4. Would you recommend that Ms. Bradley and Mr. Rowe adopt any of the options which are discussed in the case and reviewed in the questions shown at the end of the case description?

The options in the case are as follows: estimate the possible effects on profits of increasing the price to customers other than Prestige Telephone, reducing prices, increasing sales efforts and promotions, and of going to two-shift rather than 24-hour operations (Prestige Telephone Company Case 9-197-097).
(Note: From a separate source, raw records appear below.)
PR #47, opened 2017-09-23
search files recursive in directories

grogy:
When we set a directory then make sense search recursive in subdirectories too.

Reference to `Nette\Utils` API - https://api.nette.org/2.4/Nette.Utils.Finder.html#_from


TomasVotruba:
Nice catch, thanks!

PR #54, opened 2017-09-29
added rector for Environment in Nette 0.9

grogy:
Rector convert from `Environment` class from Nette 0.9.x to 2.0.x

I added configuration for Nette 0.9.x too. :-)


TomasVotruba:
Wow, amazing work :+1: :clap: 

Thank you

Btw, that's the project you need to upgrade?

grogy:
Yes, it is that ;-)

PR #56, opened 2017-09-30
added rector for Image in Nette 0.9

grogy:


tests/Rector/Contrib/Nette/Image/NetteEnvironmentRector/Wrong/wrong.php.inc
```diff
@@ -0,0 +1,3 @@
+<?php
```
TomasVotruba: All looks good. Just rename the directory to `NetteImageRector`, so autoloading works and the namespace and PSR-4 is kept

grogy: Thanks, I fixed it

TomasVotruba:
Thanks

PR #59, opened 2017-10-02
Merge class naming Nette 2.0 Rectors

TomasVotruba:


TomasVotruba:
@grogy This is the rector you can use to rename classes in groups

PR #93, opened 2017-10-17
Nette extracted rules + GetToMethodCallRector

TomasVotruba:


packages/DeprecatedAnnotation/README.md
```diff
@@ -0,0 +1,7 @@
+# Deprecated Annotation
+
+Idea to normalize and automate deprecations, thanks @JanTvrdik for pushing further
+
+Inspire:
+
+- https://hackernoon.com/how-kotlins-deprecated-relieves-pain-of-colossal-refactoring-8577545aaed
```
TomasVotruba: @jantvrdik I think this post shows the idea you had. Implemented right in IDE :) bit better than dump annotation, but still not automated.

PR #134, opened 2017-11-05
Added changed classes in Nette 2.0

grogy:
Added classes whose have namespace or are renamed in Nette 2.0 from 0.9


src/config/level/nette/nette20.yml
```diff
@@ -2,5 +2,9 @@ rectors:
     Rector\Rector\Dynamic\ClassReplacerRector:
         'Environment': 'Nette\Environment'
         'Image': 'Nette\Image'
+        'IRouter': '\Nette\Application\IRouter'
```
TomasVotruba: No need to prefix those with `\`, or is it causing some troubles?

TomasVotruba:
I've removed the slashes so it's ready to merge.
Let me know if that caused any troubles.

grogy:
It looks and work ok. Thank you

As shown in the Excel Spreadsheets regarding question number three and the above listed options it is very clear to see that all but one of the options will cost the company significant losses. Therefore, the only option that will be recommended for them to review will be the option to increase sales efforts and promotions. The reason being this option will show a breakeven or profit depending upon how the option is handled and launched by the company. The more sales they obtain, the better off the company will be financially. If they try to reduce costs by any means this will not help since they cannot cut there or anywhere else. A large chunk of their money goes to fixed costs that cannot be altered. Therefore, as one could see, the best and only option will be to increase sales. This will make the company very valuable and an asset to Prestige Telephone Company, as long as they structure based upon the recommendations of this option. If any other options are used, they will suffer loss and may have to close Prestige Data Services. Let us hope they choose wisely and ensure that both ends of the company thrive for many more years to come.